Acuantoday.com, Yogyakarta- Pemerintah Kota (Pemkot) Yogyakarta mengungkap banyaknya pengusaha yang tidak jujur dalam menggunakan izin usaha.

Masalah yang ditemukan yaitu investor yang mendirikan hotel dan restoran di Kota Yogyakarta, izin yang seharusnya digolongkan dalam Tanda Daftar Usaha Pariwisata (TDUP) namun para pelaku usaha justru mendaftarkan tempat bisnisnya melalui Izin Usaha Mikro dan Kecil (IUMK) yang seharusnya itu dilakukan oleh pemilik usaha berskala mikro dan kecil.

Artinya terdapat ketidak jujuran dalam pengisian data pengajuan izin usaha yang dikirim oleh para pemilik usaha.

“Mestinya kan izinnya pakai TDUP karena skalanya besar, tapi mereka justru pakainya IUMK,” tandas Kepala Bidang Pengendalian Penanaman Modal Dinas Penanaman Modal Pelayanan Terpadu Satu Pintu (DPMPTSP) Yogyakarta, Nitya Raharjanta, Rabu (17/2/2021).

Ia mengemukakan, munculnya Online Single Submission (OSS) membuat pelaku usaha yang ingin membuka bisnis seolah dimanjakan. Namun masih banyak ditemui pelaku usaha yang tak ingin repot dalam mengurus izin usaha kepada Pemkot Yogyakarta.

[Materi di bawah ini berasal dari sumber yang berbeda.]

PR #1165, opened 2024-03-01
Loong64 cflags

yetist:
Prevent use of lsx and lasx registers and disable relaxations.


src/arch/loong64/Makefile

Diakui sebagai kota yang sering menjadi jujukan wisatawan, izin tempat usaha pariwisata di Yogyakarta tumbuh subur setiap tahun. Sepanjang tahun 2020, DPMPTSP Yogyakarta mencatat ada 133 tempat usaha hotel dan restoran yang dalam izinnya tercantum menggunakan IUMK namun jenis usahanya berskala besar.

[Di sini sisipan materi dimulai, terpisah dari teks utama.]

Issue #138, opened 2020-09-03
Access to Current Working URI (cwuri)


omniproc:
**Description**

As a user, I would like the option of accessing the URI the current iPXE was loaded from (cwuri) from an iPXE script.

**Acceptance criteria**

- [ ] Have a IPXE script variable to access the cwuri when booting iPXE over EFI HTTP boot
- [ ] Split the URI into it's components (protocol, hostname, port, path, query) which can be accessed individually

omniproc:
Rational behind this: when we have the option to know where the initial iPXE image came from at runtime of the iPXE script we can load additional ressources from that location without the need to hardcode the server / location in the iPXE script. This provides great flexibility for any dynamic chainloading process. A single image can then be used to have the same install procedure in different geographical locations / on-/off-prem and so on (distributed) where latency and bandwidth would make it  hard to serve dynamic data from a single source.

NiKiZe:
If you do imgfetch script.ipxe, that should already be relative, no need to get or mangle the URL?

omniproc:
Well, not quite. This works only for TFP or mounted filesystems but not if the image was loaded from an URL e.g. using EFI HTTP(S) boot.

NiKiZe:
In that case, how was the initial script to iPXE provided?

omniproc:
UEFI HTTP Boot. The URL to the initial image is provided to UEFI as a boot option. The initial image can contain a generic (generic to the extend that it doesn't need to include any static URLs / data but can load anything dynamicly depending on where it was initially loaded from) embedded ipxe script that can then chainload more specific scripts from a path relative to where the image came from.

stappersg:
For what it is worth:  I just stumbled upon http://boot.ipxe.org/tinycore.ipxe which has this content:
```text
#!ipxe

set base http://tinycorelinux.net/11.x/x86/release/distribution_files

cpuid --ext 29 && set arch 64 || set arch

kernel ${base}/vmlinuz${arch} initrd=rootfs.gz initrd=modules${arch}.gz
initrd ${base}/rootfs.gz
initrd ${base}/modules${arch}.gz
boot
```
in `${base}` do I see `${cwuri}`.

( Now _time will tell_ what the effect is of touching this stalled issue ... )

omniproc:
@stappersg 

no worries. I'm still watching this issue and hoping for it to be implemented.
[...]

PR #1168, opened 2024-03-04
New iPXE setting for efi HTTPS boot uri source.

keithga:
uEFI provides a method for retrieving the source path of the binary, even when an uEFI binary was booted over HTTPS.

The source is stored as a Device Path, and @mcp30 already has a solution in efi_int() to extract out the source Device Path from uEFI, it's just a matter of parsing and saving the result so any iPXE script can leverage the path.

This is of importance on machines like the Lenovo m80q, which will ONLY HTTPS boot from Secure Boot signed binaries. It becomes economically difficult to hard code a server address into the singed binary for each customer/site. It would be preferred to find the source uri using this method with a single signed file.

Tested and verified on my Dell Optiplex 7010. 

**Implementation Notes**: _The basic structure of this PR appears to be correct from my limited iPXE experience, although I'm not sure if `efivars_init()` is the best place to start. If there is feedback, I can work to fix, however I would not be offended if we dump my code, and choose to rewrite._ 

cc: @Hammarskjold 
Issue: #138

### DIFF
--- a/src/core/settings.c
+++ b/src/core/settings.c
@@ -2443,6 +2443,13 @@ const struct setting root_path_setting __setting ( SETTING_SANBOOT, root-path)={
 	.type = &setting_type_string,
 };
 
+/** Root path setting */
+const struct setting uri_path_setting __setting ( SETTING_BOOT, uri-path)={
+	.name = "uri-path",
+	.description = "HTTPS uri source from uEFI",
+	.type = &setting_type_string,
+};
+
 /** SAN filename setting */
 const struct setting san_filename_setting __setting ( SETTING_SANBOOT,
 						      san-filename ) = {
--- a/src/include/ipxe/efi/efi_uripath.h
+++ b/src/include/ipxe/efi/efi_uripath.h
@@ -1,0 +1,17 @@
+#ifndef _IPXE_EFI_URIPATH_H
+#define _IPXE_EFI_URIPATH_H
+
+/** @file
+ *
+ * EFI uri-path
+ *
+ */
+
+FILE_LICENCE ( GPL2_OR_LATER_OR_UBDL );
+
+#include <ipxe/efi/efi.h>
+
+extern int efi_set_uri_path ( EFI_HANDLE device,
+		EFI_DEVICE_PATH_PROTOCOL *path );
+
+#endif /* _IPXE_EFI_URIPATH_H */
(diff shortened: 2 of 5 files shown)


mcb30:
It is a good idea to expose the URI from the loaded image device path within iPXE.  This approach is not the way to do it, however.

We already have a concept of a current working URI in iPXE.  I have just pushed commit https://github.com/ipxe/ipxe/commit/88c2a01e1 to expose this via [`${cwuri}`](https://ipxe.org/cfg/cwuri) and [`${cwduri}`](https://ipxe.org/cfg/cwduri).

I will work on a further commit to set the current working URI based on the loaded image URI device path, if present.  The loaded image device path will then be accessible via the above settings, and relative URIs will be interpreted as being relative to iPXE's own URI.  This is a more general solution than your approach.

This overlaps slightly with the work to obtain `autoexec.ipxe` from a UEFI HTTP boot, since that will also require access to the URI from the loaded image device path.

mcb30:
> It is a good idea to expose the URI from the loaded image device path within iPXE. This approach is not the way to do it, however.
> 
> We already have a concept of a current working URI in iPXE. I have just pushed commit [88c2a01e1](https://github.com/ipxe/ipxe/commit/88c2a01e1) to expose this via [`${cwuri}`](https://ipxe.org/cfg/cwuri) and [`${cwduri}`](https://ipxe.org/cfg/cwduri).
> 
> I will work on a further commit to set the current working URI based on the loaded image URI device path, if present. The loaded image device path will then be accessible via the above settings, and relative URIs will be interpreted as being relative to iPXE's own URI. This is a more general solution than your approach.

Implemented in commit https://github.com/ipxe/ipxe/commit/390bce951

Please open a new issue if the upstream approach does not address your use case.

NiKiZe:
@mcb30 any chance we could get the rawefidevicepath or maybe better named efibootpath ? Since that have som other potential values about boot.

mcb30:
> @mcb30 any chance we could get the rawefidevicepath or maybe better named efibootpath ? Since that have som other potential values about boot.

Unfortunately not: there is no guarantee that the EFI_DEVICE_PATH_TO_TEXT_PROTOCOL will be installed, and we've definitely seen some (Apple?) systems that don't include it.  This is why iPXE uses `efi_devpath_text()` only for debug messages.

What kind of information are you thinking it would be useful to obtain?

PR #1174, opened 2024-03-17
[golan.c] Fix inline header size

rabiamn:
Fixing the issue https://github.com/ipxe/ipxe/issues/1091
Fix Eth inline header size to 14 bytes instead of 18 bytes. because the eapol packet is 18 bytes and all the packet was inserted to the inline header, so it appears as empty packet and the driver cant handle it.

Rabia manaa
rabiam@nvidia.com

### DIFF
--- a/src/drivers/infiniband/golan.c
+++ b/src/drivers/infiniband/golan.c
@@ -2502,7 +2502,7 @@ static mlx_status shomron_fill_eth_send_wqe ( struct ib_device *ibdev,
 	}
 
 #define SHOMRON_GENERATE_CQE 0x3
-#define SHOMRON_INLINE_HEADERS_SIZE 18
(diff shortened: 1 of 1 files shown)


mcb30:
That's great, thank you.  Could you please update the commit to have your proper name and email address?  (Alternatively, since it's such a small change, just let me know what name and email you want to appear and I'll update it)

rabiamn:
> That's great, thank you. Could you please update the commit to have your proper name and email address? (Alternatively, since it's such a small change, just let me know what name and email you want to appear and I'll update it)

Rabia Manaa
rabiam@nvidia.com

mcb30:
Merged; thank you.  I rewrote the commit message and adjusted the change to use `ETH_HLEN` so that it's clear where the magic number 14 came from.

I've been looking at this issue recently: it's good to have a vendor bugfix submitted!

Upaya pemanggilan terhadap pemilik usaha pun sudah dilakukan oleh pihak DPMPTS supaya pemilik usaha mengganti izin tersebut. “Tapi yang baru memenuhi panggilan dan bersedia hadir hanya tiga saja. Lainnya masih belum,” tambahnya.

Nitya menjelaskan, alasan pemilik usaha berskala besar namun menggunakan IUMK lantaran izin lewat IUMK prosesnya cepat dan ringkas.

“Pengakuan mereka IUMK lebih cepat dan ringkas. Sekali submit izinnya sudah keluar. Kalau TDUP kan prosesnya lama, berkasnya banyak,” jelasnya.

Adanya fenomena tersebut menurutnya tidak berpengaruh besar terhadap pendapatan pajak tempat usaha di Kota Yogyakarta. Hanya saja ia menyayangkan sikap ketidakjujuran para pelaku usaha yang ingin berkegiatan usaha saat ini.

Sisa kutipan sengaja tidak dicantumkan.